DESCRIPTION OF THE TASK
Beginning with the line below that contains "We are using oauth2 in our Api." and ending with the line that contains "is a Concurrent::MutexAtomicReference", copy every line exactly. Copy nothing else.

-- -- --

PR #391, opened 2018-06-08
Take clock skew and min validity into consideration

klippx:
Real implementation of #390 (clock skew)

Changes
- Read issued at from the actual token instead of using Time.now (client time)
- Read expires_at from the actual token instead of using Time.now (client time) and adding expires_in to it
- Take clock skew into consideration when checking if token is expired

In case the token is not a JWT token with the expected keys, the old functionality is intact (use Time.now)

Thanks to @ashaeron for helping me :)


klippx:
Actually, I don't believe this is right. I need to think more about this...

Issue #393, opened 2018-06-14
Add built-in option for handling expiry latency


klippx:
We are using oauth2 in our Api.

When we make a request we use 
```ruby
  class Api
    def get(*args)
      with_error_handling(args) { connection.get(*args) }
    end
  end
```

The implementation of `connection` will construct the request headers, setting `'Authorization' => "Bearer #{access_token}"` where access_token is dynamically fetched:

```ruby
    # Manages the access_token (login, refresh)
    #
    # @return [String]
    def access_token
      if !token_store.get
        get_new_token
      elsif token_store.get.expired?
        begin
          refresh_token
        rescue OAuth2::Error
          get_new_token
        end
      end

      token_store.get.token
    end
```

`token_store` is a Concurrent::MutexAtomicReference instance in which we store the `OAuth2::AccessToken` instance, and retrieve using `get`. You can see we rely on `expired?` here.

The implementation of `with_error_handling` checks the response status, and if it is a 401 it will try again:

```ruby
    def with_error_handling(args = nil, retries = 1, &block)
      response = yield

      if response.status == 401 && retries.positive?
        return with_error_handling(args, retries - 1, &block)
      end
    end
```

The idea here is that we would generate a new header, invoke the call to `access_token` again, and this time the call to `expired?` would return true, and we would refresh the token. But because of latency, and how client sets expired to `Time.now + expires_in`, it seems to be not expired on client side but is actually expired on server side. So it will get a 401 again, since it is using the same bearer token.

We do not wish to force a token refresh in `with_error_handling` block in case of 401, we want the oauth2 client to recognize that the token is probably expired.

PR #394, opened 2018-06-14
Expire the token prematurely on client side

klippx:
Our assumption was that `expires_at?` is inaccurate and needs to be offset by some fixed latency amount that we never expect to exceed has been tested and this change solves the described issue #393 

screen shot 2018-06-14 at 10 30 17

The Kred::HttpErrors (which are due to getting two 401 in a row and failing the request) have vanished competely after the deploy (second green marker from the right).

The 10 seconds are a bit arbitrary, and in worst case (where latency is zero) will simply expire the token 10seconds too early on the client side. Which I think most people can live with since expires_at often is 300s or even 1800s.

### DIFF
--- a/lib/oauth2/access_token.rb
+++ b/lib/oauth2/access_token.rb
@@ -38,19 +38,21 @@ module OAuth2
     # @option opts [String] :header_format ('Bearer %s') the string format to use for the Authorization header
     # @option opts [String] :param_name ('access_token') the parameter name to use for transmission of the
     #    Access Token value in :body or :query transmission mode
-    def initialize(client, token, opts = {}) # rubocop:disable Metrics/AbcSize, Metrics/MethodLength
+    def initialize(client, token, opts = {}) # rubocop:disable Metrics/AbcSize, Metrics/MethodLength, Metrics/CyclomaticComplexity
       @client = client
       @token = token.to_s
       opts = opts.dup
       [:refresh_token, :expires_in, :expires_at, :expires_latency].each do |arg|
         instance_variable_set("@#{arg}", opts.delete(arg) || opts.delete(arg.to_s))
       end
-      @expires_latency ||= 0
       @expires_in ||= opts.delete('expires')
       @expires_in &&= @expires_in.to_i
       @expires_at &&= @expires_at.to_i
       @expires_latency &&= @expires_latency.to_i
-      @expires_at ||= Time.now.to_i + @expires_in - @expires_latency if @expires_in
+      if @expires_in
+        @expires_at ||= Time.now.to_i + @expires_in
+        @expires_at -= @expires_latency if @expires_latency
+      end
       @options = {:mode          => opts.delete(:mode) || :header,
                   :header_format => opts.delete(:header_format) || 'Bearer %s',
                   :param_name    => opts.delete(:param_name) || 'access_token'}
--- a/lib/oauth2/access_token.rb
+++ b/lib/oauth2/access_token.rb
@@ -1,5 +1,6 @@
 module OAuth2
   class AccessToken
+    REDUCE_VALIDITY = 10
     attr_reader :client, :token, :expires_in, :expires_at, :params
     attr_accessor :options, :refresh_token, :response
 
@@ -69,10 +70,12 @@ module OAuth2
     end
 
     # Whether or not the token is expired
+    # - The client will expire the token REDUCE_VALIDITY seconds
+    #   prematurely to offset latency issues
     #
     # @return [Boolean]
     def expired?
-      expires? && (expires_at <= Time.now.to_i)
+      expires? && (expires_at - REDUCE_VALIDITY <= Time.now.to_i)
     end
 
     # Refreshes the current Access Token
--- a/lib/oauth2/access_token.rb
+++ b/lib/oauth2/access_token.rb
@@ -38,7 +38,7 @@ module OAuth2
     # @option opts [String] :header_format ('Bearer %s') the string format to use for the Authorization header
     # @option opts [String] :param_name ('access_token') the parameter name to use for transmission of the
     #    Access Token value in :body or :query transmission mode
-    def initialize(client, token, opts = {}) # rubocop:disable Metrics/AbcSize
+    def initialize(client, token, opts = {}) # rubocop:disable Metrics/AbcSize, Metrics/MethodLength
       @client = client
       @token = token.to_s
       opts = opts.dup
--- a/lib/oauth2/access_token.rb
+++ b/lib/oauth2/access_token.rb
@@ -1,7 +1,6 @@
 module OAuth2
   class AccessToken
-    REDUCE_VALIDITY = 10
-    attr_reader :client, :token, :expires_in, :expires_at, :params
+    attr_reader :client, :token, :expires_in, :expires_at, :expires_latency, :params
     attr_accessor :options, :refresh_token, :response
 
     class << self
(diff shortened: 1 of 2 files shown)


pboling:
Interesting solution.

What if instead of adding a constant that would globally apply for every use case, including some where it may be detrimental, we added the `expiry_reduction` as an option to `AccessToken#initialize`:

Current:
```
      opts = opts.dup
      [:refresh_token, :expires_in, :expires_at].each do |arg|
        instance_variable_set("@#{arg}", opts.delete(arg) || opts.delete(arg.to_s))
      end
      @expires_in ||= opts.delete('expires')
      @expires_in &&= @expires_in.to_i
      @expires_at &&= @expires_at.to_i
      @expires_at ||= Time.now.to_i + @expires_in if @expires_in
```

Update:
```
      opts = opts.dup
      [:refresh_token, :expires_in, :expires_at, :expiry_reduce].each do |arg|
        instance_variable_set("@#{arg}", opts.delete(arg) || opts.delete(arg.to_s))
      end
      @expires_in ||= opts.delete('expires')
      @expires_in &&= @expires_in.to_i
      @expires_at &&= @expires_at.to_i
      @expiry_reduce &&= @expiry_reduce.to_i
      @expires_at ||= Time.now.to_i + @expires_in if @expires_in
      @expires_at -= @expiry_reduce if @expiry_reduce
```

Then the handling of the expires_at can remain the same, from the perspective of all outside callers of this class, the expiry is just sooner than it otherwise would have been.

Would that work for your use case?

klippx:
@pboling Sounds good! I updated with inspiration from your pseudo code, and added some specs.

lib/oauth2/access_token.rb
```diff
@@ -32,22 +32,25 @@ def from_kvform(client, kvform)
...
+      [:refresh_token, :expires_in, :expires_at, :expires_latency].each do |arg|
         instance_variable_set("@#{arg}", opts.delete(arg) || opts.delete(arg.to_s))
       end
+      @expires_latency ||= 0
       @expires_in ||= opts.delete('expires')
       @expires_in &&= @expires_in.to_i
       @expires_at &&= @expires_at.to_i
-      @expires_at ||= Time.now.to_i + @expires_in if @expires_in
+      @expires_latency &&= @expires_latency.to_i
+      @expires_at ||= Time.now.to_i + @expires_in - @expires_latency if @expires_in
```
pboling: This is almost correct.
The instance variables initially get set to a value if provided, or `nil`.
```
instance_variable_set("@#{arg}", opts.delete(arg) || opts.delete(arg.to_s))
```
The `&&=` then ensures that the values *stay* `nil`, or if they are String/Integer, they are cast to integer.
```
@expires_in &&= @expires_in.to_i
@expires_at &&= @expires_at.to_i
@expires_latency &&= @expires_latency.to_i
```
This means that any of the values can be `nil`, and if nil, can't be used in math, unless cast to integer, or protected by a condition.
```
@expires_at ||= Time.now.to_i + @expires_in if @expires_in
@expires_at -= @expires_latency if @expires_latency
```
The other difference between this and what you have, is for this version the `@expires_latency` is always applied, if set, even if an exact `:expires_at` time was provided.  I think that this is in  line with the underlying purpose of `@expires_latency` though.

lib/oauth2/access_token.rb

-- -- --

ANSWER AREA
We are using oauth2 in our Api.

When we make a request we use 
```ruby
  class Api
    def get(*args)
      with_error_handling(args) { connection.get(*args) }
    end
  end
```

The implementation of `connection` will construct the request headers, setting `'Authorization' => "Bearer #{access_token}"` where access_token is dynamically fetched:

```ruby
    # Manages the access_token (login, refresh)
    #
    # @return [String]
    def access_token
      if !token_store.get
        get_new_token
      elsif token_store.get.expired?
        begin
          refresh_token
        rescue OAuth2::Error
          get_new_token
        end
      end

      token_store.get.token
    end
```

`token_store` is a Concurrent::MutexAtomicReference instance in which we store the `OAuth2::AccessToken` instance, and retrieve using `get`. You can see we rely on `expired?` here.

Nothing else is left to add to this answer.